Quick to re-manifest that same everyman enthusiasm he crafted with Reynolds on Free Guy, the pair handshake their way through insane action sequences, often merged with fitting “dad rock” tracks, jostling them back into that hard-bound driver’s seat. Reynolds starts to feel his age at points here, though not to any physical overexertion. But to a stage where snark is readily exchanged for sage wisdom, extended to his youthful counterpart. Newcomer Scobell takes all of that in effervescent stride, a very firm chip on his shoulder picking up more than a few of Reynolds’ tricks.
Those in the wings of Levy’s supporting cast can only follow elder Adam’s lead, staying on their toes, waiting for an appropriate time to leap. Those chances don’t pop up all too often, and cherished when they do. Inadvertently, they solidify Garner’s place in this film, pulling an almost Steenburgen in a brief bar scene where Reynolds consoles her frustrated nerves. And no doubt igniting a glimpse of reconnection when she and the steady Ruffalo commit to their all-too-fleeting 13 Going on 30 mini-reunion. Saldana earns so little screen time, for how much Reynolds fawns over their shared prior affections, and yet she doesn’t hesitate to press hard on the trigger. Keener’s a lame duck in the villain character, her random appearance and jarring dual role (as present and future iterations of herself) only slowing down Levy’s momentum. It even makes her athletic goons look palatable by comparison. And it hurts to admit that.
And the overwhelming familiarities do not cease on acting merits, as Levy strikes for that natural, earthy quality of mid-80s Spielberg. Myriad of peaceful outdoor locations (rubber-stamped by dense BC forests) dot the landscape, to stay grounded to an otherwise sound Earth. CG effects do not propose much of a distraction from that, Keener’s apparent de-aging to sell the “dual sides” motif being a lone exception. Veteran DP Tobias Schliessler (Ma Rainey’s Black Bottom) further broadens his creative high bar, holding each element, real or fabricated to a certain standard of visual balance for Levy’s focus. The careful notation of composer Rob Simonsen (Ghostbusters: Afterlife) completes the picture both sonically and tonally with a Silvestri-esque plangency.

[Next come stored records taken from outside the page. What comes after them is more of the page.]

PR #5490, opened 2026-08-19
PEPs: Dominican Republic National Congress

### LINKED ISSUE #635: Dominican Republic National Congress - Chamber of Deputies and Senate
### Data URL

https://camaradediputados.gob.do/
https://senadord.gob.do/

### Publisher

Cámara de Diputados / Senado de la República Dominicana

DO

### Type of data

### Coverage region

region:Latin America

### Can you tell us more?

Bicameral parliament: 190 deputies + 32 senators.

What Levy returns to with all those extra avenues and a trifle of missed opportunities is a loving heart where to travel back in time equates to that hope for a second chance at love, to perhaps be different than who we are, who we were in the past. And how father-son relationships can often fortify reconstruction of character. That’s often a life-long process for many, and The Adam Project latches onto that idea with growing gusto, and a mushy center pushing forward. Its awkward execution does leave momentum behind, to lessen its promise as a perfect family night pick. A bold one all the same, with its pivot of communication wrapped in a stirring sci-fi adventure. Levy effectively continues with his extended workout as a captain of mainstream all-quad filmmaking, and Reynolds slowly returns to terra firma as age is wont to dictate. Despite the lengths it won’t go, where it ends up does make for a satisfying, re-watchable journey. (C+; 3/5 Horns Up!)
The Adam Project debuts on Netflix and in select theaters (locally at Bellevue’s Cinemark Lincoln Square) March 11; rated PG-13 for violence/action, language and suggestive references; 106 minutes.